◆ Required work ◆
From the entries that follow, copy exactly the lines beginning at the line holding "Nice simplification here, thank" and continuing through the line holding "sirreal: Oh, never".

◆ Data shown ◆
PR #62856, opened 2024-06-26
DataViews: remove the AnyItem type

jsnajdr:
Removes the `AnyItem` type from dataviews, as it turns out that `Item` can be completely generic without any constraints.

Fixes several type errors that the removal revealed. Correct types for the `getItemId` and `getValue` getters that can be optional only for some `Item` subtypes because the default getter is not 100% generic. Also uses the `getItemId` function instead of non-generic `item.id` in `ViewList`.

Inspired by this discussion: https://github.com/WordPress/gutenberg/pull/62647#discussion_r1648576427

My plan is that we can finish and merge this PR after #62647 is landed.

### DIFF
--- a/packages/dataviews/src/dataviews.tsx
+++ b/packages/dataviews/src/dataviews.tsx
@@ -21,9 +21,11 @@ import { VIEW_LAYOUTS } from './layouts';
 import BulkActions from './bulk-actions';
 import { normalizeFields } from './normalize-fields';
 import BulkActionsToolbar from './bulk-actions-toolbar';
-import type { Action, AnyItem, Field, View, ViewBaseProps } from './types';
+import type { Action, Field, View, ViewBaseProps } from './types';
 
-interface DataViewsProps< Item extends AnyItem > {
+type ItemWithId = { id: string };
+
+type DataViewsProps< Item > = {
 	view: View;
 	onChangeView: ( view: View ) => void;
 	fields: Field< Item >[];
@@ -31,7 +33,6 @@ interface DataViewsProps< Item extends AnyItem > {
 	searchLabel?: string;
 	actions?: Action< Item >[];
 	data: Item[];
-	getItemId?: ( item: Item ) => string;
 	isLoading?: boolean;
 	paginationInfo: {
 		totalItems: number;
@@ -41,12 +42,15 @@ interface DataViewsProps< Item extends AnyItem > {
 	selection?: string[];
 	setSelection?: ( selection: string[] ) => void;
 	onSelectionChange?: ( items: Item[] ) => void;
-}
+} & ( Item extends ItemWithId
+	? { getItemId?: ( item: Item ) => string }
+	: { getItemId: ( item: Item ) => string } );
 
-const defaultGetItemId = ( item: AnyItem ) => item.id;
+const defaultGetItemId = ( item: ItemWithId ) => item.id;
+
 const defaultOnSelectionChange = () => {};
 
-function useSomeItemHasAPossibleBulkAction< Item extends AnyItem >(
+function useSomeItemHasAPossibleBulkAction< Item >(
 	actions: Action< Item >[],
 	data: Item[]
 ) {
@@ -62,7 +66,7 @@ function useSomeItemHasAPossibleBulkAction< Item extends AnyItem >(
 	}, [ actions, data ] );
 }
 
-export default function DataViews< Item extends AnyItem >( {
+export default function DataViews< Item >( {
 	view,
 	onChangeView,
 	fields,
--- a/packages/dataviews/src/types.ts
+++ b/packages/dataviews/src/types.ts
@@ -37,12 +37,12 @@ export type Operator =
 	| 'isAll'
 	| 'isNotAll';
 
-export type AnyItem = Record< string, any >;
+export type ItemRecord = Record< string, unknown >;
 
 /**
  * A dataview field for a specific property of a data type.
  */
-export interface Field< Item extends AnyItem > {
+export type Field< Item > = {
 	/**
 	 * The unique identifier of the field.
 	 */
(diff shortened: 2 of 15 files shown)


packages/dataviews/src/view-list.tsx
```diff
@@ -318,7 +316,7 @@ export default function ViewList< Item extends AnyItem >(
 	} = props;
 	const baseId = useInstanceId( ViewList, 'view-list' );
 	const selectedItem = data?.findLast( ( item ) =>
-		selection.includes( item.id )
+		selection.includes( getItemId( item ) )
```
ellatrix, line 319: So we are changing `selection` state to not be normalised ID?

packages/dataviews/src/dataviews.tsx
```diff
@@ -21,30 +21,34 @@ import { VIEW_LAYOUTS } from './layouts';
 import BulkActions from './bulk-actions';
 import { normalizeFields } from './normalize-fields';
 import BulkActionsToolbar from './bulk-actions-toolbar';
-import type { Action, AnyItem, Field, View, ViewBaseProps } from './types';
+import type { Action, Field, View, ViewBaseProps } from './types';
 
-interface DataViewsProps< Item extends AnyItem > {
+type ItemWithId = { id: string };
+
+type DataViewsProps< Item > = {
```
ellatrix, line 28: I'm not really familiar with any of this. Where is `Item` defined? Below in `Item extends ItemWithId` right? I thought an `Item` was an item in the data array? Those don't have a `getItemId` function?

ellatrix: I guess I'm not getting this part

```ts
( Item extends ItemWithId
 	? { getItemId?: ( item: Item ) => string }
 	: { getItemId: ( item: Item ) => string } )
```

jsnajdr: `Item` is a type parameter, it's completely generic. `DataViews` can work with any data type whatsoever, you can have a dataview of `number`s. As long as you provide functions to extract IDs and field values from the item.

The `Item extends ItemWithId` part says that if the `Item` is an object that has an `id` field, the `getItemId` prop is optional, because we have a suitable default for it.

But if `Item` is not compatible with `ItemWithId`, then `getItemId` is mandatory. Because the default (`item => item.id`) is not going to work with such a type.

packages/dataviews/src/dataviews.tsx
```diff
@@ -21,30 +21,34 @@ import { VIEW_LAYOUTS } from './layouts';
...
-	getItemId?: ( item: Item ) => string;
 	isLoading?: boolean;
 	paginationInfo: {
 		totalItems: number;
 		totalPages: number;
 	};
 	supportedLayouts: string[];
 	onSelectionChange?: ( items: Item[] ) => void;
-}
+} & ( Item extends ItemWithId
```
youknowriad, line 45: TIL conditions wow :P

packages/dataviews/src/view-list.tsx
youknowriad: I guess that's a bug fix.

packages/dataviews/src/dataviews.tsx
jsnajdr: Yes, with this the type system is Turing complete and you can build any program with it 😄

youknowriad:
@jsnajdr https://github.com/WordPress/gutenberg/pull/62647 This PR is blocked because of this https://github.com/WordPress/gutenberg/pull/62505#discussion_r1646480478 We need to find a good API/way to access/check permissions in dataviews while allowing global registration of actions... (Any suggestions here are welcome)

Maybe, we can try to land the current PR without 62647

packages/dataviews/src/view-list.tsx
jsnajdr: Yes. Another little suspicious thing is the optional chaining in `data?.findLast`. The types say that `data` is mandatory. If that's really true, the optional chaining is not needed. But that's a very minor issue compared with other problems.

jsnajdr:
OK I can try to rebase it onto `trunk`.

jsnajdr:
OK now this PR is independent from #62647 and can be merged directly into trunk.

packages/dataviews/src/types.ts
```diff
@@ -103,17 +97,34 @@ export interface Field< Item extends AnyItem > {
...
+			 * Defaults to `item[ field.id ]`.
+			 */
+			getValue: ( args: { item: Item } ) => any;
+	  } );
+
+export type NormalizedField< Item > = Field< Item > & {
+	header: string;
+	getValue: ( args: { item: Item } ) => any;
+	render: ( args: { item: Item } ) => ReactNode;
+};
```
jsnajdr, line 120: I had to do this because the `Required<Pick>` construct doesn't work with the conditional type where `getValue` is defined twice.

youknowriad: I think this is actually nicer and easier to understand

youknowriad (approved):

packages/dataviews/src/types.ts
```diff
@@ -103,17 +97,34 @@ export interface Field< Item extends AnyItem > {
...
+			/**
+			 * Callback used to retrieve the value of the field from the item.
+			 * Defaults to `item[ field.id ]`.
+			 */
+			getValue?: ( args: { item: Item } ) => any;
+	  }
+	: {
+			/**
+			 * Callback used to retrieve the value of the field from the item.
+			 * Defaults to `item[ field.id ]`.
```
sirreal, line 111: Is the description of the default correct here? It looks like the default is `item => item.id`. Reading this documentation, it looks like it's configurable by a field option?

https://github.com/WordPress/gutenberg/blob/89ee50d5953afc5e9651e7aca2e5afa92915326b/packages/dataviews/src/dataviews.tsx#L49

sirreal (approved):
Nice simplification here, thank you. [I did leave one question](https://github.com/WordPress/gutenberg/pull/62856/files#r1654618946) I'd like to understand before this is merged.

packages/dataviews/src/types.ts
sirreal: Oh, never mind. I see I was confusing the id with the value 🤦

jsnajdr: Yes, there is `item.id` and also `field.id` 🙂 I wonder if it would be possible to typecheck that the `Item` really has the field read by the `Field` type. Something like:
```js
type Field<Item extends ItemWithField<FieldName>, FieldName> = {
  id: FieldName;
  getValue: ( item: Item ) => unknown;
}
```
which would fail if the `Item` and `FieldName` types don't match.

◆ Response area ◆
Nice simplification here, thank you. [I did leave one question](https://github.com/WordPress/gutenberg/pull/62856/files#r1654618946) I'd like to understand before this is merged.

packages/dataviews/src/types.ts
sirreal: Oh, never mind. I see I was confusing the id with the value 🤦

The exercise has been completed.